Joan Bantz, Office: Lab I, 3011
Office Hours:     T/TH 3:00-5:30 p.m., And By Appointment
email:    bantzj@evergreen.edu
Voice mail: 360-867-5095
Home Page:

CRN: 40162 (GR) 40161 (UG)

Course Description:

    This course is designed to enhance understanding of how socio-political frameworks influence health care delivery and public policies. Emphasis will be given to the tension between health and health care.This course is recommended for students who wish to enhance skills and gain practical mechanisms to intervene on behalf of community, programs or institutions.

    Current debates about health care reforms rarely address social, multicultural, and political-economic assumptions that frame what it means to be “healthy.” In order to understand how our collective understanding of health (healing, illness and wellness) shape our mental constructs, our reaction to disease and ultimately our organized forms of health care delivery; this course explores the cultural dimensions of human systems, including worldviews, kinship/social organization, inequities and healthcare beliefs. (Particular attention will focus on how these constructs impact specific communities (of color, ethnicity, women, and gays/lesbians.). We will examine American health care visions and values and how key actors are often at odds with one another.

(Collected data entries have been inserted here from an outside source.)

PR #886, opened 2026-08-15
feat(traecode): add TraeCode (Trae CN) hook integration

### LINKED ISSUE #633: 支持 codebuddy 和 qoder，能不能也支持一下 trae

xiaoshidefeng:
## Summary

Add support for **TraeCode** (ByteDance's Trae CN IDE), fulfilling the request in issue #633 to "also support trae". Once enabled, the Clawd desktop pet shows and tracks state during TraeCode sessions.

- New `traecode` agent definition mapping the 6 hook events TraeCode supports (SessionStart / UserPromptSubmit / PreToolUse / PostToolUse / Stop / Notification)
- New `hooks/traecode-hook.js` hook script wired into `~/.trae-cn/hooks.json` (Claude Code-compatible format)
- New `hooks/traecode-install.js` installer: idempotent, migrates legacy configs, validates structure, and on Windows emits the PowerShell `&` call-operator prefix
- Session title: Trae stores it server-side, so Clawd derives it from the first prompt line and keeps the **first** title per session (server-side first-wins)
- TraeCode desktop idle-timeout cleanup so closed conversations retire even though Trae has no `SessionEnd`
- Usage hint on the TraeCode agent card + docs (README, setup guide, known limitations, runtime architecture) and CI coverage

## Scope (first release)

This release covers **Trae CN** only (`~/.trae-cn/hooks.json`, process names `Trae CN.exe` / `Trae CN`). The international Trae build (`~/.trae/hooks.json`, `Trae.exe`) is deliberately not registered.

## Manual setup required in Trae settings (important)

TraeCode hooks **must be enabled manually in Trae settings** — there is no programmatic bypass:

1. Open Trae **Settings > Hooks**
2. In the Configuration section, select the **Global** type
3. In Configured Hooks, click Create / Enable and confirm in the security warning panel

The hook run mode must be set to **Run Automatically Locally** so Clawd can receive TraeCode session events. Official docs: [Automate with hooks - TRAE](https://docs.trae.cn/ide_automate-actions-with-hooks) (international mirror: [docs.trae.ai](https://docs.trae.ai/ide/automate-actions-with-hooks)).

## State-only

The hook's stdout is always `{}` on every event — Clawd registers no `/permission` endpoint and produces no Allow / Deny; every approval stays in Trae's native permission flow. There is no `SessionEnd` event.

## Review feedback addressed

- **PreToolUse stdout** now emits `{}` (was top-level `{"decision":"allow"}`, which violates Trae's `hookSpecificOutput.permissionDecision` shape) — offline-contract test updated
- **Session ids are namespaced** as `traecode:<raw-id>`; events with a missing/blank id are answered immediately and never POSTed (no phantom `"default"` session)
- **Scoped to Trae CN** and removed the international process-name claims
- **Removed the insecure disk title lock**; the server keeps the first successful title per session (state.js first-wins), and first-POST-fails/second-POST-succeeds is covered by the design
- **Trae desktop idle-timeout cleanup** added (`traecode-desktop-idle-timeout`) with local/remote/headless boundary tests, mirroring Codex Desktop / ZCode
- **Hook lifecycle guarded behind `require.main`** — importing the module no longer reads stdin, arms timers, writes stdout, or exits; added an import-safety test
- **Installer hardening**: fails closed on non-object root/hooks, converts owned flat entries to the documented nested shape, drops the undocumented `shell:"powershell"` field
- **Docs**: package.json install/uninstall scripts, README, setup guide, known limitations, runtime architecture, AGENTS; Spanish `traecodeEnableHint` (upstream added the `es` locale); TraeCode tests added to required CI

## Testing

- ✅ TraeCode-focused suites pass (hook, installer, state first-wins, idle-timeout cleanup, registry)
- ✅ Verified working on **macOS** and **Windows** (covers `Trae CN.exe` process-name matching and the PowerShell `&` call operator)

Closes #633


rullerzhou-afk:
Thanks for putting together the TraeCode integration. I reviewed the current head (`2e883621`) across the hook protocol, installer/cleanup, runtime lifecycle, tests, CI, and the current `main`. The registry/gating/Settings/Doctor wiring is generally complete, and keeping the integration disabled/uninstalled by default is correct. However, I do not think this is ready to merge yet.

The following are merge blockers:

1. **The `PreToolUse` stdout violates the current Trae Hook contract and the integration's state-only boundary.** `hooks/traecode-hook.js:118-121` emits top-level `{"decision":"allow"}`. Trae's documented tool decision shape is `hookSpecificOutput.permissionDecision`; since this integration explicitly does not own permission decisions, it should emit `{}` for every event. `test/hook-adapter-offline-contract.test.js` currently locks in the incorrect output and needs to be updated as well.

2. **Session IDs are not namespaced.** `hooks/traecode-hook.js:179-192` forwards the raw Trae session ID into a server map keyed only by session ID, so it can collide with another agent's session. Missing IDs also fall back to the global string `default`, creating a phantom session. Please report `traecode:<raw-id>` and skip the POST when the ID is missing/blank.

3. **The advertised product scope does not match the installer.** The PR registers international `Trae.exe` processes and describes general TraeCode support, but installation/detection/cleanup only use `~/.trae-cn/hooks.json`. International Trae uses `~/.trae/hooks.json`, so international-only users will receive no events. Please either use one shared path resolver for both products across installer, detector, Doctor, Settings uninstall, and About cleanup, or explicitly scope the first release to Trae CN and remove the international claims/process entries.

4. **The title lock persists user prompt text insecurely.** `hooks/traecode-title-lock.js` writes the first prompt line as plaintext JSON under `os.tmpdir()`, without a private per-user directory or explicit POSIX `0600` mode. Uninstall does not remove it, and the nominal 30-day cleanup only runs during a later successful claim, so data may remain indefinitely. It also scans the entire system temp directory on the hook hot path. My strong preference is to remove the disk title lock and implement first-successful-title-wins in the Clawd server/state layer.

5. **The title is claimed before the POST succeeds.** If Clawd is offline for the first prompt, the marker is already occupied and later prompts omit `session_title`, so the title may never reach Clawd. Please cover first-POST-fails/second-POST-succeeds explicitly; removing the disk lock also resolves this.

6. **Trae sessions are never retired while the IDE remains alive.** Trae has no `SessionEnd`, and the hook attaches the long-lived IDE PID. Generic stale cleanup only moves the session to idle while that PID is alive, so closed conversations remain in HUD/Dashboard and can accumulate up to the session limit. Please add a Trae desktop idle-timeout cleanup path comparable to Codex Desktop/ZCode, with local/remote/headless boundary tests.

7. **Importing the production hook starts its real lifecycle.** `test/traecode-hook.test.js` requires the hook for `__test`, but module import immediately reads stdin, starts the 800 ms safety timer, writes stdout, and eventually calls `process.exit(0)`. The current 11 tests completed in about 480 ms in my isolated run, but a slower worker or future async test can be truncated and reported green. Please move execution into `run()` guarded by `require.main === module`, and add an import-safety test.

The installer also needs hardening before merge: validate that the root/hooks structures are plain objects, fail closed on unsupported schema versions, perform a real conversion of owned flat entries to the documented nested shape, and remove the undocumented `shell: "powershell"` field. Please also avoid `stdout.write()` followed immediately by `process.exit()`, and either remove `traecode-title-lock.js` or add the new helper to the repository's required hook dependency manifest.

Testing/CI notes:

- The focused Trae suite passed 80 tests locally.
- Full `npm test` ran 8,243 tests: 8,207 passed, 35 skipped, and one unrelated existing/environmental Codex Windows non-ASCII dispatcher case failed.
- The green required `unit` check only ran 187 fixed packaging tests. It did not run the Trae hook, installer, title-lock, Doctor, integration-sync, Settings, detector, or cleanup tests. These tests, including the Windows offline contract, need to run in required PR CI.
- This branch is currently seven commits behind `main`. After updating it, please add the new Spanish `traecodeEnableHint` and update `package.json` install/uninstall scripts, README, setup guide, runtime architecture, AGENTS, and known limitations. The documentation should clearly state Experimental/state-only scope, supported product paths/platforms, lack of permission/SessionEnd support, and the manual Trae Hooks enable step.

Please address the blockers above before merge. I am happy to re-review a follow-up revision.

xiaoshidefeng:
Thanks for the thorough review. All blockers are addressed in `b7358c47` (plus `891dd8ff` syncing to current main and `68ed0d87` for docs/CI/i18n) - please re-review.

1. **PreToolUse stdout** - The hook now emits `{}` for every event. Trae's documented decision shape is `hookSpecificOutput.permissionDecision`, which we don't own, so no top-level `decision` is emitted anymore. The offline-contract row is updated to `{}\n`.

2. **Session ID namespacing** - The hook now reports `traecode:<raw-id>` and skips the POST entirely when the id is missing/blank (no `"default"` phantom session). Covered by tests including an `expect-none` spawned-hook case.

3. **Product scope** - Scoped to Trae CN: international `Trae.exe` / `TraeCN.exe` process entries removed from both `agents/traecode.js` and the hook's resolver config; installer/detector/cleanup stay on `~/.trae-cn/hooks.json`. The PR description and docs state the CN-only scope explicitly.

4. **Title lock removed** - `traecode-title-lock.js` and its test are deleted. The hook forwards the prompt-derived title on every event; the server keeps the **first** title per traecode session (`resolveIncomingSessionTitle` in `state.js`, `FIRST_WINS_TITLE_AGENT_IDS`). No user prompt text is persisted to disk by the hook anymore.

5. **Title claimed before POST** - Resolved by the server-side design: since the hook always forwards the candidate and first-wins lives in the server's session store, a failed first POST simply means the next prompt's title becomes the first *successful* one. Covered by a state test (first title wins, empty never clears).

6. **Idle-timeout cleanup** - Added `traecode-desktop-idle-timeout` in `state-stale-cleanup.js`, mirroring Codex Desktop/ZCode: local non-headless idle traecode sessions are deleted at the configured `sessionStaleMs` cutoff even while the IDE PID is alive. Boundary tests cover remote/headless/working/other-agent sessions.

7. **Import safety** - The whole lifecycle (stdin read, safety timer, stdout, POST, exit) now lives in `main()` guarded by `require.main === module`. Importing for `__test` arms nothing. Added a spawn-based import-safety test. Exit now happens in the stdout write callback so a pipe-backed response flushes before termination.

**Installer hardening** - Fails closed on non-object root/`hooks`/event arrays; owned flat entries are converted to the documented nested shape (`{ matcher: "", hooks: [{ type, command }] }`); the undocumented `shell: "powershell"` field is no longer written and is removed on migration.

**Docs/CI/i18n** - `package.json` install/uninstall scripts, README / setup guide / known limitations / runtime architecture / AGENTS entries (Experimental, state-only, CN-only, no permission/SessionEnd, manual Trae Hooks enable step), Spanish `traecodeEnableHint`, and the TraeCode suites are now part of the required `unit` job's test list and trigger paths.

**Known limitation worth highlighting** - this integration hard-depends on the user enabling hooks inside Trae (Settings -> Hooks -> Enable, run mode *Run Automatically Locally*). The enable state lives in Trae's internal storage, so there is no programmatic way for Clawd to detect or drive it: until the user flips that switch, the integration is silently inert (hooks.json being registered proves nothing). The setup guide and the Settings agent card call the step out, but it remains the biggest onboarding pitfall for this agent. If a future Trae release exposes hook state on disk, wiring detection into Doctor would fix the silent gap.

**Verification** - End-to-end on both platforms this time: macOS (Trae CN + live Clawd, confirmed the full UserPromptSubmit -> Stop -> Notification chain landing with the `traecode:` namespaced session, first-prompt title, and idle-timeout cleanup firing in session-debug) and Windows.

    People live longer and healthier lives if they eat well, are well housed, are secure from war, crime, and domestic violence, are not deranged by drugs or alcohol, if they have plenty of clean water for drinking and washing, if they breathe clean air, if they have access to basic vaccines and antibiotics, if they can exercise some sense of choice in their lives, and if they have friends and family to give life meaning. The health can depend upon how many children people have, at what age and in what kind of families, what dynamics exist inside their homes, how much money and education they have, with whom they have sex and how, and what they do with their sewage. Medicine and public health are rarely at the top of the list. Skilled medical professionals, the right drugs and the right machines all help, but they are not enough. What builds health, it turns out, also builds community, public safety, wealth, and families. These are systemic tasks that require all the energy and creative thought a community can muster, from everyone who can make a difference, from business, the media and government to the poor and un/underrepresented.

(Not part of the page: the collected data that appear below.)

PR #889, opened 2026-08-16
fix(win): stop treating a maximized window as a fullscreen app

### LINKED ISSUE #871: 焦点丢失问题
我操作一下屏幕1  再到 屏幕2 上 点击输入框 焦点会丢失  比如百度的输入框这些
版本	Windows 10 专业版
版本号	22H2

KaiC5504:
## The bug

`isForegroundFullscreen()` decided from geometry alone: does the foreground window's rect cover `rcMonitor`? That test carries an assumption stated in its own comment — *"a maximized normal window covers the work area but leaves the taskbar strip, so its rect stops short of the full monitor."*

That only holds on a monitor that **reserves** a taskbar strip. A secondary display usually shows no taskbar, and an auto-hidden taskbar reserves a sliver that fits inside `FULLSCREEN_TOLERANCE_PX`. In both cases `rcWork == rcMonitor`, so an ordinary **maximized** window covers the monitor and gets classified as a fullscreen app.

From there the existing machinery does the damage: the ~1s focusable poll from #562 flips the hit window non-activating, and Electron's `setFocusable(false)` ends in `Focus(false)` on Windows, which deactivates the foreground app. Clicking an input box in a maximized browser on such a monitor loses focus — repeatedly, until the state settles, because `setHitWinFocusable` is gated on `isFocusable()` and so only fires on transitions.

Same failure family as #719 — a second blind spot in the same probe.

Each detail in the report maps to the mechanism:

| reported | mechanism |
|---|---|
| started at v0.11.0 | #562's focusable poll first shipped in v0.11.0 |
| screen 2 only, never screen 1 | screen 1 reserves the taskbar, so the rect stops short there |
| maximized breaks it, a small window doesn't | a windowed browser doesn't cover the monitor |
| loses focus several times, then settles | the call is change-gated, so it fires only on transitions |
| hiding the pet fixes it | a hidden hit window can't deactivate anything |

## The fix

Read the window style and treat a window that is **maximized AND still owns its caption** as a normal window.

This is deliberately narrower than "has a caption": it only overrides the verdict for maximized windows, so exclusive fullscreen, a borderless `WS_POPUP`, and F11 (which drops the caption) all keep the answer they had — the #538 / #562 stand-down behavior is unchanged.

The style binding is resolved in its own `try`/`catch`. `GetWindowLongPtrW` is a macro over `GetWindowLongW` on 32-bit Windows, so the export can be missing; folding it into the main block would turn a missing symbol into a constant-false probe and silently undo the #538 stand-down. A `0` read — its documented failure return — keeps the geometric answer, matching the existing class-read fallback directly above it.

## Verification

- `test/win-fullscreen-detect.test.js`: 18 → 29 tests. Full suite 8194 → 8205 tests, 8159 → 8170 pass, skipped unchanged. The regression test would fail if the exact bug came back.
- Checked against the real `user32.dll`, not only the fake koffi the unit tests use: the export binds with the signature used here, and a live window sweep confirmed maximized Chromium/Electron windows carry `WS_MAXIMIZE|WS_CAPTION` while every monitor-covering window on the machine was caption-less. The discriminator separates the two populations it claims to.
- Live A/B of the actual probe, before vs after, with the taskbar auto-hidden to produce `rcWork == rcMonitor` (the same geometry a taskbar-less second display gives). The maximized windows re-maximized from bottom `823` to `871` on an `864px` monitor and began covering it; the old code answered `fullscreen=true` for all three, the new code `false`. The lock screen, Windows Input Experience and the NVIDIA overlay stayed `true` in both.

## Residual risk

Verified on a single monitor, using auto-hide to synthesize `rcWork == rcMonitor`. The geometry is identical to the reporter's setup, but I have not tested a physical dual-monitor machine — that is the one check worth repeating on your side.

A fullscreen presentation that kept *both* a caption and the maximized state would now be treated as a normal window. None of the monitor-covering windows observed had that shape, and such a window is visually indistinguishable from a maximized one, but it is the behavior change this makes.

Fixes #871

### DIFF
--- a/src/win-fullscreen-detect.js
+++ b/src/win-fullscreen-detect.js
@@ -16,10 +16,11 @@
 // returns a probe that always answers false, so the watchdog keeps its current
 // behavior rather than ever hiding the pet because the FFI broke.
 
-// A maximized normal window covers the work area but leaves the taskbar strip,
-// so its rect stops short of the full monitor. A fullscreen app covers the
-// whole monitor (rcMonitor). A couple of px of slack absorbs DPI rounding
-// without mistaking a maximized window for fullscreen.
+// A maximized normal window covers the work area, so on a monitor that reserves
+// a taskbar strip its rect stops short of the full monitor while a fullscreen
+// app covers the whole monitor (rcMonitor). A couple of px of slack absorbs DPI
+// rounding. Geometry alone is NOT sufficient though — see isMaximizedNormalWindow
+// for the monitors where rcWork == rcMonitor and this test stops separating them.
 const FULLSCREEN_TOLERANCE_PX = 2;
 
 const MONITOR_DEFAULTTONEAREST = 2;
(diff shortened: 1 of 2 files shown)


rullerzhou-afk (approved):
Thanks, KaiC — this is an exceptionally well-scoped and carefully validated fix. The WS_MAXIMIZE + WS_CAPTION discriminator addresses #871 while preserving the fullscreen protections from #538/#562, and the fallback/regression coverage is excellent. I especially appreciate the single-monitor auto-hide A/B verification and the clearly documented residual risk. Approved — thank you for the timely, thoughtful contribution!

Without a broader discussion and collaboration concerning these underlying determinates, our desire for universal access to a fiscally sustainable, quality focused system of care may never be realized in the United States.

Course Objectives:

Overall, we will seek to integrate theory and practice. Specifically, this course will enhance students' abilities to evaluate the effectiveness, efficiency, and equity of health policies and programs. Upon successful completion of the course the student will have:

Required Text:  (order of reading)

Random House, 2005.
ISBN: 0375708219

Shipler, David K

The Working Poor: Invisible in America

ME Sharpe, 2005.
ISBN 0765611368

Patel, Kant and Mark Rushefsky

The Politics of Public Health in the United States

Oxford University Press, 2005.  ISBN: 0195160398

Quadagno, Jill S

One Nation, Uninsured: Why the U.S. Has No National Health Insurance

APC Books, 2005.
ISBN 0972002847

Church, Dawson and Geralyn Gendreau (Editors).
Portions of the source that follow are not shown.